I wish i'd taken a picture of the "food" I received from Cristo's Seven Star Pizza yesterday. When I saw it I actually said "Jesus Christ-o". Their subs were not sub standard. They were substandard. The fries were supposed to be curly. Instead they were more of a greasy mash. With a name like Seven Star you know they're taking the piss but Andre Michelin would vomit at the sight of this food and, to be honest, it's like he did and they delivered it to me.
The sub I ordered was supposed to have onions, but on inspection it was clear that no plant life of any kind, chopped, sliced, diced or fried had ever been in the remote vicinity of this sandwich. Instead it was like a couple of lonely piece of my selected sub filling had taken refuge in a cheap sub roll and decided to die there. It was the worst sub I had ever seen.
My friend also ordered a sub. His was supposed to be with cheese but as he unwrapped it I heard him say "Cheesus Christ". I'm not a petty man, but I was particularly delighted with his sub as it meant I wasn't just about to eat the worst one I'd ever seen.

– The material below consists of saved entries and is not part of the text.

PR #6074, opened 2021-01-15
[srp] initial server and client implementation

wgtdkp:
This PR includes 5 commits:
- [net] SRP client implementation (#6038) 
- [cli] add CLI support for SRP client (#6038) 
- [net] SRP server implementation (#5986) 
- [tests] add CI tests for SRP server & client (https://github.com/openthread/openthread/pull/6074/commits/3365a94acd93e0810bff001ebee70480f698c8e5)
- [doc] add SRP server & client example (https://github.com/openthread/openthread/pull/6074/commits/fce3fed31dacebb0831db9d82585221826d734b7)

The first three commits are cherry-picked from #6038 and #5986, Review of those changes should go to their original PRs. Updates to those commits should be synced to here. **We should only review the last two commits which add CI tests & SRP examples** and when the three PRs are ready to be merged, we merges only this PR without squashing the commits. Thoughts?

PR #6088, opened 2021-01-19
[dns] fix dns failed to append names of length 255

simonlingoogle:


wgtdkp (approved):
LGTM :+1:

src/core/net/dns_headers.cpp
```diff
@@ -128,7 +128,7 @@ otError Name::AppendMultipleLabels(const char *aLabels, Message &aMessage)
 
     do
     {
-        VerifyOrExit(index < kMaxLength, error = OT_ERROR_INVALID_ARGS);
+        VerifyOrExit(index <= kMaxLength, error = OT_ERROR_INVALID_ARGS);
```
abtink, line 131: I think the condition here `index < kMaxLength` is correct (in the sense that we want `index < 255` to be checked here and if `index` gets to `255` then the name should be considered as invalid).

My understanding is that the entire encoded name should be `255` bytes of less. Note that the name should always end with a "terminator" or a zero length byte. Here in `AppendMultipleLabels()` we should not go to 255 to leave room for the "terminator" zero byte (which is added by `AppendName()`).

That said, it may be good to clarify the definition of `kMaxLength` itself and what it represents.
- If we consider a string representation of a DNS name (i.e. a string of dot `'.'` seperated sequence of labels), then the string representation's length can be at most `254` chars (or `253` char if the string omits the the ending `'.'` , i.e., using `example.com` instead o`example.com.` ).
   -  I am using "string length" definition here that does not include the `'\0'` null char at the end of string which is the commonly used notion.
   - So if the string representation has a length of `255` then it is invalid.
- Here is reason for `254` length:
  - The encoded name format is sequence of `"len (byte)"` followed by `len` chars ending with `"zero len (byte)"` and is limited to 255 bytes total.
  - When we represent it as string we use dot `'.'` for all `"len (byte)"` except for the very first one, so we end up with `254` chars as max length.
  - Note that this assumes there would no escaping of chars in the name (which is possible/recommended in case of "service instance name" (which can contain more characters than other labels).

Here is my suggestion:
- We define a private `enum` value of `kMaxEncodedSize = 255` to represent max encoded size and and use in the `AppendMultipleLabels()` to make this clear.
- We can also clarify/update the definition of `Name::kMaxLength` that it represent the maximum length of string representation of a DNS name 
   - I actually have such change  in the DNS-SD branch that I am working on. In that we define `kMaxSize = 255` (size instead of length) to indicate the "size" of char array to pass to read a name (which is again `255` to include the null char at the end of string).
  

(see related discussion here [stackoverflow.com/what-is-the-maximum-length-of-a-dns-name](https://stackoverflow.com/questions/32290167/what-is-the-maximum-length-of-a-dns-name)).

simonlingoogle: Yes, 255 is the max encoded size and the max length of a domain name string should be 254 if it ends with a dot, and 253 if it does not end with a dot. 

Yet, I think the original checking condition `index < kMaxLength` is not strictly correct. It might treat some invalid string as valid. 

I have refined the code accordingly so that it really check the encoded size against max length 255. 
Please have a look.

src/core/net/dns_headers.cpp
```diff
@@ -149,6 +147,7 @@ otError Name::AppendMultipleLabels(const char *aLabels, Message &aMessage)
                 ExitNow();
             }
 
+            VerifyOrExit(index + 1 < kMaxEncodedLength, error = OT_ERROR_INVALID_ARGS);
```
simonlingoogle, line 150: Explain: `index + 1` should always equals to the actual encoded name length after the next statement (i.e. AppendLabel) is executed. So this condition checks the exact condition we are looking for: `encoded length < 255`.

abtink (approved):
👍

src/core/net/dns_headers.hpp
```diff
@@ -486,8 +486,9 @@ class Name
 public:
     enum : uint8_t
     {
-        kMaxLabelLength = 63,  ///< Max number of characters in a label.
-        kMaxLength      = 255, ///< Max number of characters in a name.
+        kMaxLabelLength   = 63,  ///< Max number of characters in a label.
+        kMaxLength        = 254, ///< Max number of characters in a name.
+        kMaxEncodedLength = 255, ///< Max length of a encoded name.
```
librasungirl, line 491:
```suggestion
        kMaxEncodedLength = 255, ///< Max length of an encoded name.
```

librasungirl (approved):

simonlingoogle:
This PR is fine to merge now. However, I labeled it as **WIP** so that it's to be merged after #6074 to reduce the rebasing burden of #6074.  

@jwhui @wgtdkp @abtink @librasungirl

wgtdkp:
> This PR is fine to merge now. However, I labeled it as **WIP** so that it's to be merged after #6074 to reduce the rebasing burden of #6074.
> 
> @jwhui @wgtdkp @abtink @librasungirl

SGTM :+1:  Thanks!

jwhui (approved):

PR #6089, opened 2021-01-19
[posix] bind infra IF socket to specific interface

wgtdkp:
This is for ensuring sending ICMP6 packets on only the specified infrastructure interface.

### DIFF
--- a/src/posix/platform/infra_if.cpp
+++ b/src/posix/platform/infra_if.cpp
@@ -250,6 +250,13 @@ void platformInfraIfInit(otInstance *aInstance, const char *aIfName)
         DieNow(OT_EXIT_ERROR_ERRNO);
     }
 
+#ifdef __linux__
+    rval = setsockopt(sock, SOL_SOCKET, SO_BINDTODEVICE, sInfraIfName, strlen(sInfraIfName));
+#else  // __NetBSD__ || __FreeBSD__ || __APPLE__
+    rval = setsockopt(sock, IPPROTO_IP, IP_BOUND_IF, &sInfraIfIndex, sizeof(sInfraIfIndex));
+#endif // __linux__
+    VerifyOrDie(rval == 0, OT_EXIT_ERROR_ERRNO);
+
     sInfraIfIcmp6Socket = sock;
     InitLinkLocalAddress();
 }


src/posix/platform/infra_if.cpp
```diff
@@ -250,6 +250,9 @@ void platformInfraIfInit(otInstance *aInstance, const char *aIfName)
         DieNow(OT_EXIT_ERROR_ERRNO);
     }
 
+    rval = setsockopt(sock, SOL_SOCKET, SO_BINDTODEVICE, sInfraIfName, strlen(sInfraIfName));
+    verifyOrDie(rval == 0, OT_EXIT_ERROR_ERRNO);
```
simonlingoogle, line 254: follow the same code pattern as above?

```suggestion
    rval = setsockopt(sock, SOL_SOCKET, SO_BINDTODEVICE, sInfraIfName, strlen(sInfraIfName));
    if (rval < 0) 
    {
        otLogCritPlat("Can't set SO_BINDTODEVICE: %s", strerror(errno));
        DieNow(OT_EXIT_ERROR_ERRNO);
    }
```

src/posix/platform/infra_if.cpp
```diff
@@ -250,6 +250,9 @@ void platformInfraIfInit(otInstance *aInstance, const char *aIfName)
         DieNow(OT_EXIT_ERROR_ERRNO);
     }
 
+    rval = setsockopt(sock, SOL_SOCKET, SO_BINDTODEVICE, sInfraIfName, strlen(sInfraIfName));
```
simonlingoogle, line 253: also handle the case `__NetBSD__ || __FreeBSD__ || __APPLE__` ?

wgtdkp: Current infra IF implementation generally supports only linux. I think it is better to leave it in a future to add support for BSD and APPLE platforms.

src/posix/platform/infra_if.cpp
wgtdkp: We are simplifying the infra IF logging: https://github.com/openthread/openthread/pull/6090

simonlingoogle (approved):
LGTM :+1:

bukepo (approved):
LGTM:+1:

jwhui (approved):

I've had their pizza. I wouldn't advise it, but if you've got some plastic gloves, a roll of kitchen towel, and a hot shower ready to go you might be able to get through it and get the grease off your hands and face.
As I sat on the toilet later that night, crying myself to sleep I paused to consider what life event would cause a man, woman or child to start a business that produces food like this.
Then I dropped a number two and got my answer.